A long story short I stumbled upon a YouTube channel that taught me psychic abilities. After a while I decided to stop using them, but I realized that I should have never stopped because a couple months ago I paid to see a psychic and she told me that my life purpose is to seek certain people out. Which is the reason why I feel blissful when looking back at memories.
So I decided to mediate, connect to my higher self and ask why I am on this planet? While my mind was clear random memories popped into my head. Their were of people and blissful memories. On a second thought, I had been told it's pointless to meet people for no reason. This is also a very good reason to believe it is not why I am here. I would befriend anyone but feel like its Important to talk to people who I feel drawn too. I currently have no friends but people call me charismatic, conversation or encounters is what I limit it too.
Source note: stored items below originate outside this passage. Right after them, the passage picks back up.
PR #810, opened 2023-12-19
add memory snapshot to callbacks

cli99:
This PR adds a callback to capture memory snapshot. See https://github.com/mosaicml/composer/pull/2788.


j316chuck (approved):
Want to add a test run and share this good work on slack 🎉

cli99:
The test is on the composer side. https://github.com/mosaicml/composer/blob/dev/tests/callbacks/test_memory_snapshot.py @j316chuck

This sort of doesn't feel like this is my purpose, and I really want to figure it out. At random times memories don't seem to leave me alone (it's my choice to control my mind). After not talking or even thinking about memories that replayed over and over while mediating, It's impossible that my subconscious mind is programmed to think about these people. Hmmm maybe it's right to forgot and move on? In the past I rarely thought about a former teacher, but I think it's better to control my mind and forget about the past? Please tell me your guys opinion?